1.1 Compilation Steps

A C++ source file undergoes many transformations on its way to becoming an executable program. The initial steps involve processing all the #include and conditional preprocessing directives to produce what the standard calls a translation unit. Translation units are important because they have no dependencies on other files. Nonetheless, programmers still speak in terms of source files, even if they actually mean translation units, so this book uses the phrase source file because it is familiar to most readers. The term "translation" encompasses compilation and interpretation, although most C++ translators are compilers. This section discusses how C++ reads and compiles (translates) source files (translation units).

A C++ program can be made from many source files, and each file can be compiled separately. Conceptually, the compilation process has several steps (although a compiler can merge or otherwise modify steps if it can do so without affecting the observable results):

  1. Read physical characters from the source file and translate the characters to the source character set (described in Section 1.4 later in this chapter). The source "file" is not necessarily a physical file; an implementation might, for example, retrieve the source from a database. Trigraph sequences are reduced to their equivalent characters (see Section 1.6 later in this chapter). Each native end-of-line character or character sequence is replaced by a newline character.

  2. If a backslash character is followed immediately by a newline character, delete the backslash and the newline. The backslash/newline combination must not fall in the middle of a universal character (e.g., \u1234) and must not be at the end of a file. It can be used in a character or string literal, or to continue a preprocessor directive or one-line comment on multiple lines. A non-empty file must end with a newline.

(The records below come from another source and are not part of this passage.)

PR #2598, opened 2025-06-23
Fixed user profile page error

### LINKED ISSUE #2340: User profile page displays error message for subset of users
Got a report today from a user who indicated that the user profile page shows nothing but an error message. Will look into; if I can get info from the GCP logs, I will report here; otherwise, I'm meeting with this user tomorrow and will try to debug with them at that time.

v-lerie:
Fixes #2340 

- This fix is paired with [policyengine-app #2618](https://github.com/policyengine/policyengine-app/pull/2618) to prevent profile loading errors.

### DIFF
--- a/policyengine_api/gcp_logging.py
+++ b/policyengine_api/gcp_logging.py
@@ -1,3 +1,11 @@
-from google.cloud.logging import Client
+import os
 
-logger = Client().logger("policyengine-api")
+if os.getenv("ENV") == "local":
+    import logging
+
+    logger = logging.getLogger("local-logger")
+    logger.warning("Using local logger (GCP logging disabled)")
+else:
+    from google.cloud.logging import Client
+
+    logger = Client().logger("policyengine-api")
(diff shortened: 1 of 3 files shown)


policyengine_api/gcp_logging.py
```diff
@@ -1,3 +1,11 @@
-from google.cloud.logging import Client
+import os
```
anth-volk, line 1: __issue, blocking:__ I believe this code is bleed-over from another PR.

Please remove so that we can keep those changes isolated to their own PR.

policyengine_api/routes/user_profile_routes.py
```diff
@@ -64,7 +65,12 @@ def get_user_profile(country_id: str) -> Response:
     )
 
     if row is None:
-        raise NotFound("No such user")
+        _, row = user_service.create_profile(
```
anth-volk, line 68: __issue, blocking:__ I don't think this is the behavior we want here

Ideally, we should raise a `NotFound` when a user doesn't exist, thereby returning a 404

anth-volk (changes requested):
I left a couple comments here, but @v-lerie I think we should perhaps discuss what's going on here. I don't fully understand the underlying bug from this code, so would love to talk about implementation, as I think these changes move away from some behavior that we do desire.

anth-volk:
Closing as stale

PR #2640, opened 2025-07-07
Added structured logging using Python logging to mimic GCP logs

### LINKED ISSUE #2475: Fix logging to allow for structured logging
Ideally, we want to use the default logger provided by Python, but we want to be able to do something akin to using the `log_struct()` method that GCP provides in order to do structured logging.

v-lerie:
Fixes #2475


anth-volk:
Closed as stale

PR #2669, opened 2025-07-23
Update UK dataset

nikhilwoodruff:


anth-volk (approved):
Approved upon test passage. I also filed #2670 to make deeper changes that abstracts this out, such that the API just uses a thing always called "uk_dataset" or whatever and allows the data team to define what that means.

PR #658, opened 2024-11-14
Prevent `SEGFAULT`s on consecutive `exec_command()` invocations

Jakuje:
##### SUMMARY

  3. Partition the source into preprocessor tokens separated by whitespace and comments. A preprocessor token is slightly different from a compiler token (see the next section, Section 1.2). A preprocessor token can be a header name, identifier, number, character literal, string literal, symbol, or miscellaneous character. Each preprocessor token is the longest sequence of characters that can make up a legal token, regardless of what comes after the token.

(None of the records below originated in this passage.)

PR #697, opened 2025-03-29
🐳 Pin base manylinux containers to 2025.01.19-2

webknjaz:
##### SUMMARY

SSIA.

##### ISSUE TYPE

- Maintenance Pull Request
- Packaging Pull Request

##### ADDITIONAL INFORMATION

The base manylinux container is currently unpinned, which means that the upstream can break us any time. This is an attempt to pinpoint when that happened.

### DIFF
--- a/.github/workflows/build-manylinux-container-images.yml
+++ b/.github/workflows/build-manylinux-container-images.yml
@@ -25,6 +25,7 @@ jobs:
     timeout-minutes: 120
 
     strategy:
+      fail-fast: false
       matrix:
         IMAGE:
         # Build containers for x86_64
--- a/.github/workflows/build-manylinux-container-images.yml
+++ b/.github/workflows/build-manylinux-container-images.yml
@@ -51,17 +51,6 @@ jobs:
         - VALUE: _2_24  # PEP 600
         - VALUE: _2_28
           TAG: 2025.01.19-2
-        include:
-        - IMAGE:
-            ARCH: x86_64
-            QEMU_ARCH: amd64
-          YEAR:
-            VALUE: 1
-        - IMAGE:
-            ARCH: x86_64
-            QEMU_ARCH: amd64
-          YEAR:
-            VALUE: 2010
 
     env:
       LIBSSH_VERSION: 0.9.6
--- a/.github/workflows/build-manylinux-container-images.yml
+++ b/.github/workflows/build-manylinux-container-images.yml
@@ -45,28 +45,32 @@ jobs:
         # Build containers for ppc64
         # - ARCH: ppc64
         YEAR:
-        - 2014
-        - _2_24  # PEP 600
-        - _2_28
+        - VALUE: 2014
+          TAG: 2025.01.19-2
+        - VALUE: _2_24  # PEP 600
+        - VALUE: _2_28
+          TAG: 2025.01.19-2
         include:
         - IMAGE:
             ARCH: x86_64
             QEMU_ARCH: amd64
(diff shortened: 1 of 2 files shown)


.github/workflows/build-manylinux-container-images.yml
```diff
@@ -20,7 +20,7 @@ on:  # yamllint disable-line rule:truthy
 
 jobs:
   build:
-    runs-on: ubuntu-latest
+    runs-on: ubuntu-20.04
```
webknjaz: @Qalthos

This won't even start the jobs anymore because GH has fully sunset 20.04 a few weeks ago.

*(hence https://github.com/ansible/pylibssh/pull/708)*

But I can tell you that when I last updated the PR and was able to see the logs, they didn't look any different and were hitting segfaults in those QEMU jobs (cancelling the rest).

Qalthos: I am successfully building the containers (or, most of them at least) locally, and I'm trying to get this in a shape where GH is at least running them so I can see what the differences are

webknjaz: Okay, feel free to push to this PR. I'll avoid updating it meanwhile.

.github/workflows/build-manylinux-container-images.yml
```diff
@@ -45,28 +45,32 @@ jobs:
...
+        - VALUE: _2_24  # PEP 600
+        - VALUE: _2_28
+          TAG: 2025.01.19-2
         include:
         - IMAGE:
             ARCH: x86_64
             QEMU_ARCH: amd64
-          YEAR: 1
+          YEAR:
+            VALUE: 1
```
webknjaz: @Qalthos FYI, I dropped using manylinux1/2010/2014 in favor of PEP 600 since https://github.com/ansible/pylibssh/pull/562/files#diff-7eab675a08c9bdcc37864c516c651215c9f52401564e65c18e201b933c635890.

I assessed they aren't really needed anymore with the modern support matrix + the fact that downstreams would do their own thing anyway.

So you don't really need to worry about those. If we really want to build something with those, we still can use the old images that already exist on GHCR.

Hope this will reduce the number of things that need fixing/checking.

In fact, `cibuildwheel` only points to `2_28` so technically even `2_24` might not be necessary, but maybe we should keep building them. Modern enough pip (shipped in supported CPythons) will recognize these tags.

.github/workflows/build-manylinux-container-images.yml
```diff
@@ -45,28 +45,32 @@ jobs:
...
         - IMAGE:
             ARCH: x86_64
             QEMU_ARCH: amd64
-          YEAR: 2010
+          YEAR:
+            VALUE: 2010
 
     env:
       LIBSSH_VERSION: 0.9.6
```
webknjaz, line 56: Note to myself: we should eventually read this value from `pyproject.toml` or some other centralized location..

webknjaz:
@Qalthos I recommend adding `strategy.fail-fast: false` to the workflow for troubleshooting. This will prevent all matrix jobs from being cancelled if one fails.

Qalthos:
> @Qalthos I recommend adding `strategy.fail-fast: false` to the workflow for troubleshooting. This will prevent all matrix jobs from being cancelled if one fails.

Yeah I was looking for that but couldn't find it last night. Thanks for the reminder

webknjaz:
@Qalthos any getting to the bottom of this?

  4. Perform preprocessing and expand macros. All #include files are processed in the manner described in steps 1-4. For more information about preprocessing, see Chapter 11.

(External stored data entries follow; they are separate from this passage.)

PR #709, opened 2025-04-24
Fix Session.close() to prevent freeing underlying session

### LINKED ISSUE #702: SIGSEGV when running session.connect() for closed session
##### SUMMARY
Script fails with error  SIGSEGV "Segmentation fault" that cannot be handled

##### ISSUE TYPE
- Bug Report

```
ansible-pylibssh        1.2.2
libssh2-1:amd64         1.10.0-3+b1
```

##### OS / ENVIRONMENT
```
Debian GNU/Linux 12
Python 3.11.2
```

##### STEPS TO REPRODUCE
```console
# Step 1: create file with content
$ cat > segfault.py << "EOF"

session = Session()
session.close()
session.connect()
EOF

# Step 2: run script
$ python3 segfault.py
```

##### EXPECTED RESULTS
Script fails with exception
```python-traceback
pylibsshext.errors.LibsshSessionException
```

##### ACTUAL RESULTS
Script fails with "Segmentation fault"

Image

Jakuje:
##### SUMMARY
Call to connect() after close() crashed, likely because the NULL pointer was passed somewhere it should not.

The session should really be freed only in the destructor so removing the offending code.

Fixes: #702

##### ISSUE TYPE
- Bugfix Pull Request

### DIFF
--- a/docs/changelog-fragments/709.bugfix.rst
+++ b/docs/changelog-fragments/709.bugfix.rst
@@ -1,0 +1,1 @@
+Fixed crash when more operations were called after ``session.close()`` -- by :user:`Jakuje`.
--- a/src/pylibsshext/session.pyx
+++ b/src/pylibsshext/session.pyx
@@ -539,8 +539,6 @@ cdef class Session(object):
         if self._libssh_session is not NULL:
             if libssh.ssh_is_connected(self._libssh_session):
                 libssh.ssh_disconnect(self._libssh_session)
-            libssh.ssh_free(self._libssh_session)
-            self._libssh_session = NULL
 
     def set_missing_host_key_policy(self, policy):
         """The policy to use if the know host key is missing.
--- a/tests/unit/session_test.py
+++ b/tests/unit/session_test.py
@@ -13,6 +13,15 @@ def test_make_session():
     assert Session()
 
 
+def test_make_session_close_connect():
+    """Make sure the session is usable after call to close()."""
+    session = Session()
+    session.close()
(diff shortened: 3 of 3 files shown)


docs/changelog-fragments/709.bugfix.rst
```diff
@@ -0,0 +1 @@
+Fixed crash when more operations were called after session.close() -- by :user:`Jakuje`.
```
webknjaz:
```suggestion
Fixed crash when more operations were called after ``session.close()`` -- by :user:`Jakuje`.
```

webknjaz (approved):
@Jakuje does this make it so the underlying session object could persist and would then be reused on reconnect? I guess that's useful. Another way could be having some flag on the session for whether it's still usable.

P.S. I dropped Ubuntu 20.04 on `devel` so it would be a good idea to rebase now.

Jakuje:
> @Jakuje does this make it so the underlying session object could persist and would then be reused on reconnect? I guess that's useful. Another way could be having some flag on the session for whether it's still usable.

I think the libssh session should be reusable. But I know we had some bugs in the past that were making some operations fail so if we want to be sure, we should add some more extensive tests.

> P.S. I dropped Ubuntu 20.04 on devel so it would be a good idea to rebase now.

Will do.

docs/changelog-fragments/709.bugfix.rst
Jakuje: Thanks! Fixed.

PR #710, opened 2025-04-24
🧪 Disable `fail-fast` in CI when in debug mode

webknjaz:
##### SUMMARY

$sbj. This will let us get logs of all matrix jobs without in-matrix cancellations.

##### ISSUE TYPE

- Maintenance Pull Request

##### ADDITIONAL INFORMATION

N/A


webknjaz:
It doesn't work. Perhaps, because it's a PR from fork. Dunno. Will have to get back to this later.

  5. Convert character and string literals to the execution character set.

  6. Concatenate adjacent string literals. Narrow string literals are concatenated with narrow string literals. Wide string literals are concatenated with wide string literals. Mixing narrow and wide string literals results in an error.

  7. Perform the main compilation.

  8. Combine compiled files. For each file, all required template instantiations (see Chapter 7) are identified, and the necessary template definitions are located and compiled.

  9. Resolve external references. The compiled files are linked to produce an executable image.